Stockfish 6 is a rather deep searcher. It achieves these depths through aggressive pruning of the tree of analysis. While there are real advantages to this strategy, not the least of which is quick analytical sight and tactical ingenuity, there are some drawbacks. Stockfish can miss some resources hidden very deep in the position. I find it to be a particularly strong endgame analyst, in part because it now reads Syzygy tablebases and refers to them in its search. Stockfish is an open-source program, meaning that it is free to download and that anyone can contribute a patch, but all changes to evaluation or search are tested on a distributed network of computers (“Fishtest”) to determine their value.
Komodo 9 is slightly more aggressive in its pruning than is Komodo 8, and it is slightly faster in its search as well. (Both changes seem to have been made, to some degree, with the goal of more closely matching Stockfish’s speed – an interesting commercial decision.) While Komodo’s evaluation is, in part, automatically tuned through automated testing, it is also hand-tuned (to what degree I cannot say) by GM Larry Kaufman.
The result is an engine that feels – I know this sounds funny, but it’s true – smart. It seems slightly more attuned to positional nuances than its competitors, and as all the top engines are tactical monsters, even a slight positional superiority can be important. I have noticed that Komodo is particularly good at evaluating positions where material imbalances exist, although I cannot say exactly why this is the case!
As more users possess multi-core systems, the question of scaling – how well an engine is able to make use of those multiple cores – becomes increasingly important. Because it requires some CPU cycles to hand out different tasks to the processors in use, and because some analysis will inevitably be duplicated on multiple CPUs, there is not a linear relation between number of CPUs and analytical speed.
Komodo 8 was reputedly much better than Stockfish 5 in its implementation of parallel search, but recent tests published on the Talkchess forum suggest that the gap is narrowing. While Stockfish 6 sees an effective speedup of 3.6x as it goes from 1 to 8 cores, Komodo 9’s speedup is about 4.5x. And the gap is further narrowed if we consider the developmental versions of Stockfish, where the speedup is now around 4x.
Hardcore engine enthusiasts have, as the above suggests, become accustomed to downloading developmental versions of Stockfish. In an effort to serve some of the same market share, the authors of Komodo have created a subscription service that provides developmental versions of Komodo to users. This subscription, which costs $99.97, entitles users to all official versions of Komodo released in the following year along with developmental versions on a schedule to be determined. Only those who order Komodo directly from the authors are currently able to choose this subscription option.

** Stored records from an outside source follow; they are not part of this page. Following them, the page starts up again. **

PR #23, opened 2017-11-14
Separate static from dynamic

bochunz:
Move Chart JS and logo svg files to static dir.


ui/uihandler.go
```diff
@@ -472,13 +453,17 @@ func Serve(port int, debugpath string, uiPath string) {
...
-		chartJSPath = uiPath + chartjsURI
-		http.HandleFunc(chartJSPath, ChartJSHandler)
-		// Use relative paths after that (in the html template):
-		logoPath = "./" + logoURI
-		chartJSPath = "./" + chartjsURI
 	}
+
+	// Serve static contents in the ui/static dir.
+	// We use directory relative to this file to find the static contents, so no matter where is the working dir, static dir could be found.
+	_, filename, _, ok := runtime.Caller(0)
```
ldemailly: so file here is fully qualified source file at build time?
where would we place the files in docker ?
how is the content type set?

ui/uihandler.go
```diff
@@ -472,13 +453,17 @@ func Serve(port int, debugpath string, uiPath string) {
...
+	if ok {
+		fs := http.FileServer(http.Dir(path.Join(path.Dir(filename), "static")))
```
ldemailly: this would need to be relative

ldemailly (commented):
thx for the PR!
if we were to add a lot of static content this would definitely make sense (if we can resolve the issue/question below) but for just the textual svg logo and js I am not sure it’s worth it?

ui/uihandler.go
bochunz: Yes, and modified Dockerfile too, and verified it's working. Content type is automatically detected by file extension.

ui/uihandler.go
bochunz: Because the go binary can be anywhere, I feel putting the static files in a static location is easier - for both local dev or docker.

ui/static/js/Chart.min.js
```diff
@@ -0,0 +1,10 @@
+/*!
+ * Chart.js
+ * http://chartjs.org/
+ * Version: 2.7.1
```
ldemailly: this is not the same file/content - it needs to be the one I patched above

ui/uihandler.go
```diff
@@ -85,12 +83,12 @@ func Handler(w http.ResponseWriter, r *http.Request) {
 	if !JSONOnly {
 		// Normal html mode
 		const templ = `<!DOCTYPE html><html><head><title>Φορτίο v{{.Version}}</title>
-<script src="{{.ChartJSPath}}"></script>
+<script src="../static/js/Chart.min.js"></script>
```
ldemailly: let's keep the variable (set to the value)

ui/uihandler.go
```diff
@@ -85,12 +83,12 @@ func Handler(w http.ResponseWriter, r *http.Request) {
...
 </head>
 <body style="background: linear-gradient(to right, #d8aa20 , #c75228);">
-<img src="{{.LogoPath}}" alt="." height="69" width="45" align="right" />
-<img src="{{.LogoPath}}" alt="." height="92" width="60" align="right" />
-<img src="{{.LogoPath}}" alt="istio logo" height="123" width="80" align="right" />
+<img src="../static/img/logo.svg" alt="." height="69" width="45" align="right" />
+<img src="../static/img/logo.svg" alt="." height="92" width="60" align="right" />
+<img src="../static/img/logo.svg" alt="istio logo" height="123" width="80" align="right" />
```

The inevitable question remains: which engine should you choose? My answer is the same now as it was in my previous review. You should choose both – and perhaps more.

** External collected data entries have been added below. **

PR #30, opened 2017-11-21
Adding Labels, URL and Run StartTime to JSON and Chart

ldemailly:
So the resulting json can be self contained/ready to store


andraxylia (approved):

bochunz (commented):
LGTM

PR #32, opened 2017-11-21
Add library for uploading results to Cloud Storage

bochunz:


storage/storage.go
```diff
@@ -0,0 +1,76 @@
...
+	"golang.org/x/net/context"
+)
+
+// DatastoreClient is a struct for interacting with Google Cloud Datastore
+type DatastoreClient struct {
+	client *datastore.Client
+}
+
+// IstioPerfResult is the data structure for uploading a test run result to Google Cloud Datastore
+type IstioPerfResult struct {
```
ldemailly, line 37: Can we use the (Http)RunnerResults directly somehow is there a default mapping where the datastore just stores every exported field (like json does) ?

storage/storage.go
```diff
@@ -0,0 +1,76 @@
...
+// (no std output by default)
+
+package storage // import "istio.io/fortio/storage"
+
+import (
+	"time"
+
+	"istio.io/fortio/log"
+
+	"cloud.google.com/go/datastore"
```
ldemailly, line 27: so far fortio has no external dependencies outside of grpc (and the grpc part is optional)

I wonder if we should put that gcp specific part somewhere else (istio/istio/tools/perf or istio/test-infra...)

or is there a way to just POST json directly?

bochunz: There is. But will be ugly in code (we need to somehow manually grab credentials, and manually construct a giant JSON).

bochunz: Can be done somewhat easier with a shell + python script though.

storage/storage.go
bochunz: I'd expect what we upload to be more or less different from what those internal data structures. The ResultJSON here should probably just be the serialization of RunnerResults. And we only put fields we explicitly want to index here.

ldemailly:
closing in favor of tsv export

Both Komodo and Stockfish are insanely strong engines. There remain some positions, however, where one engine will get ‘stuck’ or otherwise prove unable to discern realistic (i.e. human) looking moves for both sides. In that case it is useful to query another engine to get a second (or perhaps even third) opinion. I find myself using Komodo 9 more than Stockfish 6 in my day-to-day work, but your mileage may well vary. Serious analysts, no matter their preference, will want to have both Komodo 9 and Stockfish 6 as part of their ‘teams.’